Francis Henry Galton
Francis Henry Galton was a noted scientist and anthropologist who published a book, in England, called Finger Prints in 1892 but he was not the first person to suggest fingerprint, that was U.S. Microscopist Thomas Taylor but his ideas were not immediately followed up. Then there was the Scottish physician Henry Faulds who made similar assertions and even published a paper in the journal Nature.
Francis Galton, who is considered to be one of the greatest scientists of the nineteenth century, was the first person to actually take all these ideas and undertake in a definitive study of fingerprints. His book, Finger Prints, was the first book of its kind on the subject. In his book, he explained the anatomy of fingerprints and suggested methods for recording them. He also suggested assigning fingerprints to three patterns types- loops, arches, and whorls. Along with eight broad categories- plain arch, tented arch, simple loop, central pocket loop, double pocket loop, lateral pocket loop, plain whorl, and accidental. He also assigned names to their ridge characteristics, sometimes referred to as “Galton Details”- bifurcation, ridge ending, island, and enclosure.

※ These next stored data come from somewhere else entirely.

PR #995, opened 2026-04-06
Fix mobile AskUserQuestion answers in plan mode

kevin1sMe:
## Summary

- Fix mobile `AskUserQuestion` submissions in plan mode so Claude receives structured `answers` instead of an empty selection.
- Pass tool answer data through the permission RPC as `updatedInput`.
- Merge `updatedInput` back into the original Claude tool input before allowing the tool call.

## Problem

When Claude asked a native `AskUserQuestion` multiple-choice question, the mobile app handled submission like this:

1. approve the tool
2. send the selected answer as a normal follow-up text message

That ordering is incorrect for `AskUserQuestion`.

Claude expects the user selections to be returned as part of the tool input itself, using the `answers` field on `AskUserQuestionInput`. Because the tool was approved before the structured answers were attached, Claude completed the tool call with empty answers.

This produced behavior like:

```json
{
  "questions": [...],
  "answers": {}
}
```

and logs like:

```text
User has answered your questions: .
```

The later mobile text message was treated as a normal user message rather than the result of the pending question tool call.

## Fix

- Add `updatedInput?: Record<string, unknown>` to the session permission RPC payload.
- Change `AskUserQuestionView` to submit answers as structured data instead of sending a follow-up chat message.
- Build the answer payload in the shape Claude expects, with the full question text as the key and the selected option labels joined as the value.
- Merge `updatedInput` into the pending Claude tool input in `permissionHandler.ts` before returning `behavior: 'allow'`.

## Reproduction

1. Start a Claude session in `plan` mode.
2. Have Claude ask a native `AskUserQuestion` multiple-choice question.
3. On mobile, select one or more options and submit.
4. Before this fix, Claude may respond as if the user did not select any option.

### Manual

1. Start `happy claude`.
2. Enter a flow where Claude uses `AskUserQuestion` in `plan` mode.
3. Submit an answer from mobile.
4. Confirm Claude continues with the selected answers instead of saying no option was selected.

### Type checking

Ran successfully:

- `yarn workspace happy typecheck`
- `yarn workspace happy-app typecheck`

## Notes

This PR is intentionally scoped to the `AskUserQuestion` answer transport path between the mobile app and Claude.

### DIFF
--- a/packages/happy-app/sources/components/tools/views/AskUserQuestionView.tsx
+++ b/packages/happy-app/sources/components/tools/views/AskUserQuestionView.tsx
@@ -4,7 +4,6 @@ import { StyleSheet, useUnistyles } from 'react-native-unistyles';
 import { ToolViewProps } from './_all';
 import { ToolSectionView } from '../ToolSectionView';
 import { sessionAllow } from '@/sync/ops';
-import { sync } from '@/sync/sync';
 import { t } from '@/text';
 import { Ionicons } from '@expo/vector-icons';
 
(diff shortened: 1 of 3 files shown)


bra1nDump:
Applied in cf645f7f — rebased your changes on top of #1018 (SDK migration) which had landed first and conflicted with your permissionHandler.ts changes. Thanks for the fix @kevin1sMe, the structured answers flow through updatedInput is exactly right.

PR #1008, opened 2026-04-08
fix(sync): prevent concurrent settings loss during sync roundtrip

AaronZ021:
## Summary

Fixes two race conditions in settings synchronization that can cause user settings to be silently lost:

1. **Settings added during POST are dropped**: `updateSettingsSync` clears `pendingSettings` wholesale after a successful POST. If `applySettings()` is called while the POST is in-flight (e.g. user toggles a setting), those new changes are wiped out. This PR snapshots the pending bag before the POST and only removes the keys that were actually sent, preserving anything added concurrently.

2. **Pending settings invisible after fetch**: `fetchSettingsSync` overwrites the local store with server state but does not re-apply locally-pending changes. Until the next `updateSettingsSync` POST completes, the UI reverts to the server value even though the pending change is still queued. This PR re-applies pending settings to the local store immediately after a fetch so the UI stays consistent.

## Changes

- **`updateSettingsSync`**: Snapshot `pendingSettings` before POST; on success, diff against snapshot to preserve concurrently-added keys instead of clearing everything.
- **`fetchSettingsSync`**: After applying server settings, call `applySettingsLocal(this.pendingSettings)` to keep the local store in sync with queued changes.

## Test plan

- [ ] Toggle a setting, then immediately toggle a second setting before the first POST completes — verify both settings are persisted
- [ ] Open the app on two devices, change a setting on device A, then on device B before sync completes — verify no settings are lost
- [ ] Force a settings fetch (e.g. reconnect) while a local change is pending — verify the local UI still reflects the pending change

### DIFF
--- a/packages/happy-app/sources/sync/sync.ts
+++ b/packages/happy-app/sources/sync/sync.ts
@@ -1301,6 +1301,8 @@ class Sync {
         if (Object.keys(this.pendingSettings).length > 0) {
 
             while (retryCount < maxRetries) {
+                // Snapshot what we're about to send so we can detect concurrent changes
+                const sentPending = { ...this.pendingSettings };
                 let version = storage.getState().settingsVersion;
                 let settings = applySettings(storage.getState().settings, this.pendingSettings);
                 const response = await fetch(`${API_ENDPOINT}/v1/account/settings`, {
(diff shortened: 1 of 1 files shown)


bra1nDump:
@AaronZ021 thanks for the fix! Wondering if you were able to test this locally yourself according to your test plan?

PR #1018, opened 2026-04-09
feat: migrate to official claude-agent-sdk and fix session lifecycle bugs

Scoteezy:
## Summary

- **Migrate to official @anthropic-ai/claude-agent-sdk**: Replace custom subprocess wrapper (~800 lines) with the official SDK. `query.ts` shrinks from 418 → 65 lines. Removes `stream.ts`, `utils.ts`, `metadataExtractor.ts`, `prompts.ts`. Fixes race condition in permission handling (toolUseID now comes directly from SDK callback). Plan mode rewritten to use `query.setPermissionMode()` instead of session restart hack. 470/471 tests pass.

- **Allow archiving disconnected sessions**: When a CLI process crashes without sending session-end, the session previously had no way to be archived. Adds `POST /v1/sessions/:id/archive` endpoint, a fallback `sessionArchive()` client function, and shows the Archive button for all sessions — tries RPC kill first, falls back to server archive.

- **Debounce git-status invalidation and retry push-token fetch**: Coalesces rapid git-status invalidations (300ms debounce) to avoid duplicate RPC round-trips. Adds exponential-backoff retry (3 attempts) for push-token fetches.


packages/happy-cli/src/claude/claudeRemote.ts
```diff
@@ -178,6 +184,16 @@ export async function claudeRemote(opts: {
 
                 const systemInit = message as SDKSystemMessage;
 
+                // Session id is still in memory, wait until session file is written to disk
```
bra1nDump: duplicate comment

PR #1001, opened 2020-07-08
User Visibility by Role Preferences

micahmills:
Adds a Preference pane in Settings (DT) -> General Settings. This lists all the DT Roles and allows you to check the box if you want to allow that role to have access to the DT users on the front end. This will allow things like Assign, Sub-assign, and @ mentions to list all DT Users.

### DIFF
--- a/dt-users/users.php
+++ b/dt-users/users.php
@@ -66,7 +66,7 @@ class Disciple_Tools_Users
         $user_id = get_current_user_id();
         $users = [];
         $update_needed = [];
-        if ( !user_can( get_current_user_id(), 'view_any_contacts' ) ){
+        if ( !user_can( get_current_user_id(), 'view_any_contacts' ) && !user_can( get_current_user_id(), 'list_users' ) ){
             // users that are shared posts that are shared with me
             $users_ids = $wpdb->get_results( $wpdb->prepare("
                 SELECT user_id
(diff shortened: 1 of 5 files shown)


micahmills:
I am not 100% happy with the UI for the preference pane. It might need to be a little more clear, but this is functional.

corsacca:
Users were showing up in the groups typeahead on the contact record.

I'm not comfortable with multipliers with the `list_users` permission having access to the `/user-management/users/` page.

micahmills:
I didn't realize that they had that access to the /user-management/users I think that would probably be solved by adding a custom capability instead of the list_users.

dt-users/users.php
```diff
@@ -66,7 +66,7 @@ public static function get_assignable_users_compact( string $search_string = nul
         $user_id = get_current_user_id();
         $users = [];
         $update_needed = [];
-        if ( !user_can( get_current_user_id(), 'view_any_contacts' ) ){
+        if ( !user_can( get_current_user_id(), 'view_any_contacts' ) && !user_can( get_current_user_id(), 'list_users' ) ){
```
corsacca, line 69: dt_list_users

corsacca:
For clarity: can we `disable` the rows that have `view_any_contacts` permission. I'm not sure we wan't to disable "list users" for those roles, and it does not look like unchecking them removes the capacity to list users..
image

micahmills:
Yes that makes sense

micahmills:
Having the Admin and other roles with view_any_contacts capabilities listed but disabled felt awkward so I just removed them from the list. Now the list only have User roles that don't inherently have the ability to view all contacts.

corsacca:
Thanks @micahmills !

PR #1021, opened 2020-07-15
Perform site link check from backend

cairocoder01:
This will more closely simulate how contact transfer works so that those using IP whitelist can get properly setup


corsacca:
This looks great! 

For this scenario with the remove not having ssl set up.
image
I suggest ~line 1239: `$https_failed = strpos( $error_message, 'SSL' ) > -1 || strpos( $error_message, 'HTTPS' ) > -1 || strpos( $error_message, 'certificate verification failed' ) > -1;`

cairocoder01:
@corsacca Of course. Added that additional check

PR #1028, opened 2020-07-27
Add button to fetch server IP address while creating/editing site link

cairocoder01:
**Use case:**
Our hosting implements IP whitelisting at the firewall to prevent unwanted traffic. In order to authorize site link traffic via the API, we need to know the server IP address that requests will be coming from. This adds a button to make a request to ifconfig.co/ip to get the server's IP address since it cannot be consistently retrieved from PHP server variables because of varying hosting methods (i.e. Apache vs. nginx, basic single hosted site vs. load balancing, etc.)


corsacca:
Seems useful and could be used in the "Approved IP Address" field in the section below as well.

PR #1029, opened 2020-07-27
Add filter for assignable users

cairocoder01:
Allows the insertion of custom tagging options in comments by plugins


corsacca:
This will be useful!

More importantly, Francis Galton demonstrated that there are no two prints that are identical and that an individual's prints remain unchanged from year to year. He performed statistical studies of the uniqueness of fingerprints and stated that the chance of there being a duplicate fingerprint was one in sixty-four billion. (At the time there was an estimated five to six billion people in the world.) His study supported the uniqueness of friction ridge formations are also included in his book. His statistical study was just the first of many in which he would undertake. His study was reviewed in the publication Genetics in 1995 and was not only still found to be valid but conservative in his statistical assessment of the chance of a duplicate fingerprint. Also, because of Francis Galton, the British government decided to adopt fingerprinting as a supplement to the Bertillon system.